• _Problem to solve_
All entries below are to be returned in full, exactly as they stand.

• _Material for the task_
========================================================================
PR #713, opened 2019-10-10
[PLATFORM-1031] Product expiration counter

tumppi:
Implements expiration counter as described here:
https://share.goabstract.com/e01f23a3-2198-41ce-961a-146ce7ecbeea?mode=build&sha=802210fc9cad4aad8a6c0d1054ff18e93e39de97

Counter is used on new product page to show remaining subscription time.

Check it out on storybook.

### DIFF
--- a/app/src/marketplace/components/ExpirationCounter/index.jsx
+++ b/app/src/marketplace/components/ExpirationCounter/index.jsx
@@ -1,0 +1,59 @@
+// @flow
+
+import React, { useState } from 'react'
+import cx from 'classnames'
+
+import useInterval from '$shared/hooks/useInterval'
+
+import styles from './expirationCounter.pcss'
+
+type Props = {
+    expiresAt: Date,
+    className?: string,
+}
+
+const DAY_SECONDS = 24 * 60 * 60
+
+const getExpirationString = (secondsLeft: number): string => {
+    if (secondsLeft < DAY_SECONDS) {
+        const date = new Date(0)
+        date.setTime(secondsLeft * 1000)
+        return date.toISOString().substr(11, 8) // hh:mm:ss
+    }
+
+    const days = parseInt(secondsLeft / DAY_SECONDS, 10)
+    return `${days} day${days > 1 ? 's' : ''}`
+}
+
+const Error = ({ expiresAt, className }: Props) => {
+    const [secondsUntilExpiration, setSecondsUntilExpiration] = useState(parseInt((expiresAt.getTime() - Date.now()) / 1000, 10))
+
+    useInterval(() => {
+        setSecondsUntilExpiration(secondsUntilExpiration - 1)
+    }, 1000)
+
+    return (
+        <span className={
+            cx(
+                styles.root,
+                className, {
+                    [styles.expiringSoon]: secondsUntilExpiration > 0 && secondsUntilExpiration <= (60 * 60),
+                    [styles.expired]: secondsUntilExpiration < 0,
+                },
+            )}
+        >
+            {secondsUntilExpiration <= 0 && (
+                <React.Fragment>
+                    Expired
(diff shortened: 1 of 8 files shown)


app/src/marketplace/components/ExpirationCounter/index.jsx
```diff
@@ -0,0 +1,59 @@
...
+        const date = new Date(0)
+        date.setTime(secondsLeft * 1000)
+        return date.toISOString().substr(11, 8) // hh:mm:ss
+    }
+
+    const days = parseInt(secondsLeft / DAY_SECONDS, 10)
+    return `${days} day${days > 1 ? 's' : ''}`
+}
+
+const Error = ({ expiresAt, className }: Props) => {
```
timoxley: Probably shouldn't call this `Error` in case you ever actually want to throw a real `Error` e.g. `throw new Error('oops')`, plus it'd be easy to miss the problem unless the code actually goes down that exception path.

timoxley: i.e. perhaps call it `ExpirationCounter`?

app/src/marketplace/components/ExpirationCounter/index.jsx
```diff
@@ -0,0 +1,59 @@
...
+    useInterval(() => {
+        setSecondsUntilExpiration(secondsUntilExpiration - 1)
+    }, 1000)
+
+    return (
+        <span className={
+            cx(
+                styles.root,
+                className, {
+                    [styles.expiringSoon]: secondsUntilExpiration > 0 && secondsUntilExpiration <= (60 * 60),
```
timoxley: Maybe make `(60 * 60)` a prop with a default value of `60 * 60`, or a constant?

app/src/marketplace/components/ExpirationCounter/index.jsx
```diff
@@ -0,0 +1,59 @@
...
+            {secondsUntilExpiration <= 0 && (
+                <React.Fragment>
+                    Expired
+                </React.Fragment>
+            )}
+            {secondsUntilExpiration > 0 && (
+                <React.Fragment>
+                    Expires in {getExpirationString(secondsUntilExpiration)}
+                </React.Fragment>
+            )}
```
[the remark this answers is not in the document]
timoxley: Would be good if we could figure out how to leverage our `i18n` utils for this kind of thing as well.

app/src/marketplace/components/ExpirationCounter/index.jsx
```diff
@@ -0,0 +1,59 @@
...
+
+    const days = parseInt(secondsLeft / DAY_SECONDS, 10)
+    return `${days} day${days > 1 ? 's' : ''}`
+}
+
+const Error = ({ expiresAt, className }: Props) => {
+    const [secondsUntilExpiration, setSecondsUntilExpiration] = useState(parseInt((expiresAt.getTime() - Date.now()) / 1000, 10))
+
+    useInterval(() => {
+        setSecondsUntilExpiration(secondsUntilExpiration - 1)
```
timoxley: Ahh, actually, this is no good. `setInterval`/`setTimeout` is not guaranteed to actually fire on the interval you provide. See "Reasons for delays longer than specified" in https://developer.mozilla.org/en-US/docs/Web/API/WindowOrWorkerGlobalScope/setTimeout#Notes

e.g. just now I ran `console.time('timeout'); setTimeout(() => {console.timeEnd('timeout');}, 1000)`  in devtools:
image

So as-is, this timer will get increasingly inaccurate the longer it's displayed on the page.

Easy fix is to always do the full calculation i.e  `parseInt((expiresAt.getTime() - Date.now()) / 1000, 10)` instead of `secondsUntilExpiration - 1`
========================================================================
• _Task result_
PR #713, opened 2019-10-10
[PLATFORM-1031] Product expiration counter

tumppi:
Implements expiration counter as described here:
https://share.goabstract.com/e01f23a3-2198-41ce-961a-146ce7ecbeea?mode=build&sha=802210fc9cad4aad8a6c0d1054ff18e93e39de97

Counter is used on new product page to show remaining subscription time.

Check it out on storybook.

### DIFF
--- a/app/src/marketplace/components/ExpirationCounter/index.jsx
+++ b/app/src/marketplace/components/ExpirationCounter/index.jsx
@@ -1,0 +1,59 @@
+// @flow
+
+import React, { useState } from 'react'
+import cx from 'classnames'
+
+import useInterval from '$shared/hooks/useInterval'
+
+import styles from './expirationCounter.pcss'
+
+type Props = {
+    expiresAt: Date,
+    className?: string,
+}
+
+const DAY_SECONDS = 24 * 60 * 60
+
+const getExpirationString = (secondsLeft: number): string => {
+    if (secondsLeft < DAY_SECONDS) {
+        const date = new Date(0)
+        date.setTime(secondsLeft * 1000)
+        return date.toISOString().substr(11, 8) // hh:mm:ss
+    }
+
+    const days = parseInt(secondsLeft / DAY_SECONDS, 10)
+    return `${days} day${days > 1 ? 's' : ''}`
+}
+
+const Error = ({ expiresAt, className }: Props) => {
+    const [secondsUntilExpiration, setSecondsUntilExpiration] = useState(parseInt((expiresAt.getTime() - Date.now()) / 1000, 10))
+
+    useInterval(() => {
+        setSecondsUntilExpiration(secondsUntilExpiration - 1)
+    }, 1000)
+
+    return (
+        <span className={
+            cx(
+                styles.root,
+                className, {
+                    [styles.expiringSoon]: secondsUntilExpiration > 0 && secondsUntilExpiration <= (60 * 60),
+                    [styles.expired]: secondsUntilExpiration < 0,
+                },
+            )}
+        >
+            {secondsUntilExpiration <= 0 && (
+                <React.Fragment>
+                    Expired
(diff shortened: 1 of 8 files shown)


app/src/marketplace/components/ExpirationCounter/index.jsx
```diff
@@ -0,0 +1,59 @@
...
+        const date = new Date(0)
+        date.setTime(secondsLeft * 1000)
+        return date.toISOString().substr(11, 8) // hh:mm:ss
+    }
+
+    const days = parseInt(secondsLeft / DAY_SECONDS, 10)
+    return `${days} day${days > 1 ? 's' : ''}`
+}
+
+const Error = ({ expiresAt, className }: Props) => {
```
timoxley: Probably shouldn't call this `Error` in case you ever actually want to throw a real `Error` e.g. `throw new Error('oops')`, plus it'd be easy to miss the problem unless the code actually goes down that exception path.

timoxley: i.e. perhaps call it `ExpirationCounter`?

app/src/marketplace/components/ExpirationCounter/index.jsx
```diff
@@ -0,0 +1,59 @@
...
+    useInterval(() => {
+        setSecondsUntilExpiration(secondsUntilExpiration - 1)
+    }, 1000)
+
+    return (
+        <span className={
+            cx(
+                styles.root,
+                className, {
+                    [styles.expiringSoon]: secondsUntilExpiration > 0 && secondsUntilExpiration <= (60 * 60),
```
timoxley: Maybe make `(60 * 60)` a prop with a default value of `60 * 60`, or a constant?

app/src/marketplace/components/ExpirationCounter/index.jsx
```diff
@@ -0,0 +1,59 @@
...
+            {secondsUntilExpiration <= 0 && (
+                <React.Fragment>
+                    Expired
+                </React.Fragment>
+            )}
+            {secondsUntilExpiration > 0 && (
+                <React.Fragment>
+                    Expires in {getExpirationString(secondsUntilExpiration)}
+                </React.Fragment>
+            )}
```
[the remark this answers is not in the document]
timoxley: Would be good if we could figure out how to leverage our `i18n` utils for this kind of thing as well.

app/src/marketplace/components/ExpirationCounter/index.jsx
```diff
@@ -0,0 +1,59 @@
...
+
+    const days = parseInt(secondsLeft / DAY_SECONDS, 10)
+    return `${days} day${days > 1 ? 's' : ''}`
+}
+
+const Error = ({ expiresAt, className }: Props) => {
+    const [secondsUntilExpiration, setSecondsUntilExpiration] = useState(parseInt((expiresAt.getTime() - Date.now()) / 1000, 10))
+
+    useInterval(() => {
+        setSecondsUntilExpiration(secondsUntilExpiration - 1)
```
timoxley: Ahh, actually, this is no good. `setInterval`/`setTimeout` is not guaranteed to actually fire on the interval you provide. See "Reasons for delays longer than specified" in https://developer.mozilla.org/en-US/docs/Web/API/WindowOrWorkerGlobalScope/setTimeout#Notes

e.g. just now I ran `console.time('timeout'); setTimeout(() => {console.timeEnd('timeout');}, 1000)`  in devtools:
image

So as-is, this timer will get increasingly inaccurate the longer it's displayed on the page.

Easy fix is to always do the full calculation i.e  `parseInt((expiresAt.getTime() - Date.now()) / 1000, 10)` instead of `secondsUntilExpiration - 1`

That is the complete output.